# Data extracted from a collection:
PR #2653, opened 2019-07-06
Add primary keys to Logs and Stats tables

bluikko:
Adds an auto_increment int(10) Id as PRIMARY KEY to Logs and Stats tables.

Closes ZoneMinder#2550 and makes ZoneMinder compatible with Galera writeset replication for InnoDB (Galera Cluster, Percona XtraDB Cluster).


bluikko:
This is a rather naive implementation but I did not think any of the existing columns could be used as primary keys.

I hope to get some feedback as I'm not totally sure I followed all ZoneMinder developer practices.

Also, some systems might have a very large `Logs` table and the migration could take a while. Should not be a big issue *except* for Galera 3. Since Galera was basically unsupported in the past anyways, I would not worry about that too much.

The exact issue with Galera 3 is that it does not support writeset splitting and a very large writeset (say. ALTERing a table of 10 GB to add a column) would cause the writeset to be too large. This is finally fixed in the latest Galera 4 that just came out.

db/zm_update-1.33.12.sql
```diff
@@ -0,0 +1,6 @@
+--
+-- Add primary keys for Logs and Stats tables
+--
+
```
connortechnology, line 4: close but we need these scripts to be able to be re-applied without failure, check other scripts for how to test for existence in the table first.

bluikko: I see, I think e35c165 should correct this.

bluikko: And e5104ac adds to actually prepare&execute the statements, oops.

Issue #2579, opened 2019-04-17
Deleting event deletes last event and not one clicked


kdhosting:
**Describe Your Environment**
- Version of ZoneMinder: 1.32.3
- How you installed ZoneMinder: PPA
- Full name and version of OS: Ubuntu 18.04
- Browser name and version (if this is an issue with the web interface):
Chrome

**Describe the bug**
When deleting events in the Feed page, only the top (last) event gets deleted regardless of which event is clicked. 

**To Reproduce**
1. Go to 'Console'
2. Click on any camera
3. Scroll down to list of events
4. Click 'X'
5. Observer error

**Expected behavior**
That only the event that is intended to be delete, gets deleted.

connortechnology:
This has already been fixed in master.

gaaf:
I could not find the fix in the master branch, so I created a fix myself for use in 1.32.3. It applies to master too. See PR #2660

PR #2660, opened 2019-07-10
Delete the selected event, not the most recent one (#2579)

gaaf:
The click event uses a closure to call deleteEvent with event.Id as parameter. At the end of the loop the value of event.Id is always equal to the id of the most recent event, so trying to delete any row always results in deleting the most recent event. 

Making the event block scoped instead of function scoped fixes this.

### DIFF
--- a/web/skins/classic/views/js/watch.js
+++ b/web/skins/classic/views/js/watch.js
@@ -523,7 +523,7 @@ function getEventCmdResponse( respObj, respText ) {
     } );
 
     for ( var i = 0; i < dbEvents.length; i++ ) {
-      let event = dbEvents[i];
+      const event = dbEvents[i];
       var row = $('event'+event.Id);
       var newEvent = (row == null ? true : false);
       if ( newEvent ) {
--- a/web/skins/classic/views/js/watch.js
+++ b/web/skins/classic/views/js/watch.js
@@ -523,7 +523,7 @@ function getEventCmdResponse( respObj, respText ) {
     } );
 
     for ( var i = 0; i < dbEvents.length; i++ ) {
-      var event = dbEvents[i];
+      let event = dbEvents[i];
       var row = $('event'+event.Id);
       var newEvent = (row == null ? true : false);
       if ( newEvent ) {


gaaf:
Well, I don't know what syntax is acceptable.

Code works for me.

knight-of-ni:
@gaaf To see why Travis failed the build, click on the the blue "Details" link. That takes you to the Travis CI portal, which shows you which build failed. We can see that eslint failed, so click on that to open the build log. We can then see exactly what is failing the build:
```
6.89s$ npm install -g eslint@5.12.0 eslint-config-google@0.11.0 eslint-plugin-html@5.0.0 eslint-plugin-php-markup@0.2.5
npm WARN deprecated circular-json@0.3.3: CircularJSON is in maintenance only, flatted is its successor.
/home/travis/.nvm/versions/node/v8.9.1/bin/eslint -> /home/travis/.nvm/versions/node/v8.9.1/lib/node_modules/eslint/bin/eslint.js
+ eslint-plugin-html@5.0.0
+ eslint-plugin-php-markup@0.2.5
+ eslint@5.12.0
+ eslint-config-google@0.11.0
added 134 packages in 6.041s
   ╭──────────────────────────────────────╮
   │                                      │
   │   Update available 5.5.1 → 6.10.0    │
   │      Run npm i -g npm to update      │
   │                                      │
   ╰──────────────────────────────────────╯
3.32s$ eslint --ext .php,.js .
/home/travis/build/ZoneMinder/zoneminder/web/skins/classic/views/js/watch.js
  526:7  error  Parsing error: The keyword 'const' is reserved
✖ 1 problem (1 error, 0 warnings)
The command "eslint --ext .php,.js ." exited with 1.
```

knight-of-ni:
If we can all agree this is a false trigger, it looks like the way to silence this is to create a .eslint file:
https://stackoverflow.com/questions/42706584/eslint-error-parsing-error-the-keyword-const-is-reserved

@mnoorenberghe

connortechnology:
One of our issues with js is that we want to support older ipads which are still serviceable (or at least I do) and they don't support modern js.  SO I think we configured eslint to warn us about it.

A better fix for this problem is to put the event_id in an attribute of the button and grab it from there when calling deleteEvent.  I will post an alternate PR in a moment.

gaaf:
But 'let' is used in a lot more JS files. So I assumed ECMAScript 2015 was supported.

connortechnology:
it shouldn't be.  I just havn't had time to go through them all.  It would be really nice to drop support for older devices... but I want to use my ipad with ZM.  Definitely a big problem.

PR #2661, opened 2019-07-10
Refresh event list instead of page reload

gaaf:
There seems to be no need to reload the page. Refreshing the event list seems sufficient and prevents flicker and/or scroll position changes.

# WHAT TO WORK ON:
The answer must be a word-for-word restatement of the records.

# COMPLETED TASK:
PR #2653, opened 2019-07-06
Add primary keys to Logs and Stats tables

bluikko:
Adds an auto_increment int(10) Id as PRIMARY KEY to Logs and Stats tables.

Closes ZoneMinder#2550 and makes ZoneMinder compatible with Galera writeset replication for InnoDB (Galera Cluster, Percona XtraDB Cluster).


bluikko:
This is a rather naive implementation but I did not think any of the existing columns could be used as primary keys.

I hope to get some feedback as I'm not totally sure I followed all ZoneMinder developer practices.

Also, some systems might have a very large `Logs` table and the migration could take a while. Should not be a big issue *except* for Galera 3. Since Galera was basically unsupported in the past anyways, I would not worry about that too much.

The exact issue with Galera 3 is that it does not support writeset splitting and a very large writeset (say. ALTERing a table of 10 GB to add a column) would cause the writeset to be too large. This is finally fixed in the latest Galera 4 that just came out.

db/zm_update-1.33.12.sql
```diff
@@ -0,0 +1,6 @@
+--
+-- Add primary keys for Logs and Stats tables
+--
+
```
connortechnology, line 4: close but we need these scripts to be able to be re-applied without failure, check other scripts for how to test for existence in the table first.

bluikko: I see, I think e35c165 should correct this.

bluikko: And e5104ac adds to actually prepare&execute the statements, oops.

Issue #2579, opened 2019-04-17
Deleting event deletes last event and not one clicked


kdhosting:
**Describe Your Environment**
- Version of ZoneMinder: 1.32.3
- How you installed ZoneMinder: PPA
- Full name and version of OS: Ubuntu 18.04
- Browser name and version (if this is an issue with the web interface):
Chrome

**Describe the bug**
When deleting events in the Feed page, only the top (last) event gets deleted regardless of which event is clicked. 

**To Reproduce**
1. Go to 'Console'
2. Click on any camera
3. Scroll down to list of events
4. Click 'X'
5. Observer error

**Expected behavior**
That only the event that is intended to be delete, gets deleted.

connortechnology:
This has already been fixed in master.

gaaf:
I could not find the fix in the master branch, so I created a fix myself for use in 1.32.3. It applies to master too. See PR #2660

PR #2660, opened 2019-07-10
Delete the selected event, not the most recent one (#2579)

gaaf:
The click event uses a closure to call deleteEvent with event.Id as parameter. At the end of the loop the value of event.Id is always equal to the id of the most recent event, so trying to delete any row always results in deleting the most recent event. 

Making the event block scoped instead of function scoped fixes this.

### DIFF
--- a/web/skins/classic/views/js/watch.js
+++ b/web/skins/classic/views/js/watch.js
@@ -523,7 +523,7 @@ function getEventCmdResponse( respObj, respText ) {
     } );
 
     for ( var i = 0; i < dbEvents.length; i++ ) {
-      let event = dbEvents[i];
+      const event = dbEvents[i];
       var row = $('event'+event.Id);
       var newEvent = (row == null ? true : false);
       if ( newEvent ) {
--- a/web/skins/classic/views/js/watch.js
+++ b/web/skins/classic/views/js/watch.js
@@ -523,7 +523,7 @@ function getEventCmdResponse( respObj, respText ) {
     } );
 
     for ( var i = 0; i < dbEvents.length; i++ ) {
-      var event = dbEvents[i];
+      let event = dbEvents[i];
       var row = $('event'+event.Id);
       var newEvent = (row == null ? true : false);
       if ( newEvent ) {


gaaf:
Well, I don't know what syntax is acceptable.

Code works for me.

knight-of-ni:
@gaaf To see why Travis failed the build, click on the the blue "Details" link. That takes you to the Travis CI portal, which shows you which build failed. We can see that eslint failed, so click on that to open the build log. We can then see exactly what is failing the build:
```
6.89s$ npm install -g eslint@5.12.0 eslint-config-google@0.11.0 eslint-plugin-html@5.0.0 eslint-plugin-php-markup@0.2.5
npm WARN deprecated circular-json@0.3.3: CircularJSON is in maintenance only, flatted is its successor.
/home/travis/.nvm/versions/node/v8.9.1/bin/eslint -> /home/travis/.nvm/versions/node/v8.9.1/lib/node_modules/eslint/bin/eslint.js
+ eslint-plugin-html@5.0.0
+ eslint-plugin-php-markup@0.2.5
+ eslint@5.12.0
+ eslint-config-google@0.11.0
added 134 packages in 6.041s
   ╭──────────────────────────────────────╮
   │                                      │
   │   Update available 5.5.1 → 6.10.0    │
   │      Run npm i -g npm to update      │
   │                                      │
   ╰──────────────────────────────────────╯
3.32s$ eslint --ext .php,.js .
/home/travis/build/ZoneMinder/zoneminder/web/skins/classic/views/js/watch.js
  526:7  error  Parsing error: The keyword 'const' is reserved
✖ 1 problem (1 error, 0 warnings)
The command "eslint --ext .php,.js ." exited with 1.
```

knight-of-ni:
If we can all agree this is a false trigger, it looks like the way to silence this is to create a .eslint file:
https://stackoverflow.com/questions/42706584/eslint-error-parsing-error-the-keyword-const-is-reserved

@mnoorenberghe

connortechnology:
One of our issues with js is that we want to support older ipads which are still serviceable (or at least I do) and they don't support modern js.  SO I think we configured eslint to warn us about it.

A better fix for this problem is to put the event_id in an attribute of the button and grab it from there when calling deleteEvent.  I will post an alternate PR in a moment.

gaaf:
But 'let' is used in a lot more JS files. So I assumed ECMAScript 2015 was supported.

connortechnology:
it shouldn't be.  I just havn't had time to go through them all.  It would be really nice to drop support for older devices... but I want to use my ipad with ZM.  Definitely a big problem.

PR #2661, opened 2019-07-10
Refresh event list instead of page reload

gaaf:
There seems to be no need to reload the page. Refreshing the event list seems sufficient and prevents flicker and/or scroll position changes.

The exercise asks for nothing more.